## Stored data entries
═══
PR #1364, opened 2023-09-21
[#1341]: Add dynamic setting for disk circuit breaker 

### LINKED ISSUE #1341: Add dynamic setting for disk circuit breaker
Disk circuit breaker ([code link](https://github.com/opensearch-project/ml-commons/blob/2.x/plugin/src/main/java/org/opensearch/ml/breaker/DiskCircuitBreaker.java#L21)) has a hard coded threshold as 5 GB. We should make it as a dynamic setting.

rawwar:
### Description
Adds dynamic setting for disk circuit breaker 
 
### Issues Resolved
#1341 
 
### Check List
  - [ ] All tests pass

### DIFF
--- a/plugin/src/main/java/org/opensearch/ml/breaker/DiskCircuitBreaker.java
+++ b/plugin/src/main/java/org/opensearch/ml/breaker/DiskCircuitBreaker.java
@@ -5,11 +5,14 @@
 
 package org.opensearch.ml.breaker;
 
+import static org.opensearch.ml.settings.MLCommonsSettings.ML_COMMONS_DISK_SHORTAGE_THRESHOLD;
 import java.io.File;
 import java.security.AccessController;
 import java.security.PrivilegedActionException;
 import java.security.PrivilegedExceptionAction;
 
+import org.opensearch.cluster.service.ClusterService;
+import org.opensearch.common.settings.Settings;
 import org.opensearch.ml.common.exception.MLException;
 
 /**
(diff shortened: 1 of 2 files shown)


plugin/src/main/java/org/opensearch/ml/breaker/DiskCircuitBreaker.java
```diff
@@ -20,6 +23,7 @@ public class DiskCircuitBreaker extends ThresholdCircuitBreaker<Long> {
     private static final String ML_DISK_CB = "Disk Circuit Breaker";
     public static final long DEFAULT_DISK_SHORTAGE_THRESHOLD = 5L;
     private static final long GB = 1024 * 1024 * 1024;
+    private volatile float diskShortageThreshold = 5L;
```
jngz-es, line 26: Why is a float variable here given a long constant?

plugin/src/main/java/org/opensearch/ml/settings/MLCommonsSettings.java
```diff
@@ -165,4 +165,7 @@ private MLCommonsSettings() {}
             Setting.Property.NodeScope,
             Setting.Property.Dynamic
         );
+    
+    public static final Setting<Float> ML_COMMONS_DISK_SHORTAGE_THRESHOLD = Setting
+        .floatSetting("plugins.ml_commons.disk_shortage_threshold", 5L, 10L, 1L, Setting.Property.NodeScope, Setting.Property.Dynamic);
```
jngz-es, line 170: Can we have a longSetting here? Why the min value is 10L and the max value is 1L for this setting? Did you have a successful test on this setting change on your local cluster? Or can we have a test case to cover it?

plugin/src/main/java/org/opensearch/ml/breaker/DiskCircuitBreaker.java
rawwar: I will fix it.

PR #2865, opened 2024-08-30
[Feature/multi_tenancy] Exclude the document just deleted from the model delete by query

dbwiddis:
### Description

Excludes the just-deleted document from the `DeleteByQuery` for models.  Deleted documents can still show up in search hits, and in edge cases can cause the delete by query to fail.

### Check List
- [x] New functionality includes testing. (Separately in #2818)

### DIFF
═══
In full and without change, transcribe the entries.

## RESPONSE TO THIS TASK
PR #1364, opened 2023-09-21
[#1341]: Add dynamic setting for disk circuit breaker 

### LINKED ISSUE #1341: Add dynamic setting for disk circuit breaker
Disk circuit breaker ([code link](https://github.com/opensearch-project/ml-commons/blob/2.x/plugin/src/main/java/org/opensearch/ml/breaker/DiskCircuitBreaker.java#L21)) has a hard coded threshold as 5 GB. We should make it as a dynamic setting.

rawwar:
### Description
Adds dynamic setting for disk circuit breaker 
 
### Issues Resolved
#1341 
 
### Check List
  - [ ] All tests pass

### DIFF
--- a/plugin/src/main/java/org/opensearch/ml/breaker/DiskCircuitBreaker.java
+++ b/plugin/src/main/java/org/opensearch/ml/breaker/DiskCircuitBreaker.java
@@ -5,11 +5,14 @@
 
 package org.opensearch.ml.breaker;
 
+import static org.opensearch.ml.settings.MLCommonsSettings.ML_COMMONS_DISK_SHORTAGE_THRESHOLD;
 import java.io.File;
 import java.security.AccessController;
 import java.security.PrivilegedActionException;
 import java.security.PrivilegedExceptionAction;
 
+import org.opensearch.cluster.service.ClusterService;
+import org.opensearch.common.settings.Settings;
 import org.opensearch.ml.common.exception.MLException;
 
 /**
(diff shortened: 1 of 2 files shown)


plugin/src/main/java/org/opensearch/ml/breaker/DiskCircuitBreaker.java
```diff
@@ -20,6 +23,7 @@ public class DiskCircuitBreaker extends ThresholdCircuitBreaker<Long> {
     private static final String ML_DISK_CB = "Disk Circuit Breaker";
     public static final long DEFAULT_DISK_SHORTAGE_THRESHOLD = 5L;
     private static final long GB = 1024 * 1024 * 1024;
+    private volatile float diskShortageThreshold = 5L;
```
jngz-es, line 26: Why is a float variable here given a long constant?

plugin/src/main/java/org/opensearch/ml/settings/MLCommonsSettings.java
```diff
@@ -165,4 +165,7 @@ private MLCommonsSettings() {}
             Setting.Property.NodeScope,
             Setting.Property.Dynamic
         );
+    
+    public static final Setting<Float> ML_COMMONS_DISK_SHORTAGE_THRESHOLD = Setting
+        .floatSetting("plugins.ml_commons.disk_shortage_threshold", 5L, 10L, 1L, Setting.Property.NodeScope, Setting.Property.Dynamic);
```
jngz-es, line 170: Can we have a longSetting here? Why the min value is 10L and the max value is 1L for this setting? Did you have a successful test on this setting change on your local cluster? Or can we have a test case to cover it?

plugin/src/main/java/org/opensearch/ml/breaker/DiskCircuitBreaker.java
rawwar: I will fix it.

PR #2865, opened 2024-08-30
[Feature/multi_tenancy] Exclude the document just deleted from the model delete by query

dbwiddis:
### Description

Excludes the just-deleted document from the `DeleteByQuery` for models.  Deleted documents can still show up in search hits, and in edge cases can cause the delete by query to fail.

### Check List
- [x] New functionality includes testing. (Separately in #2818)

### DIFF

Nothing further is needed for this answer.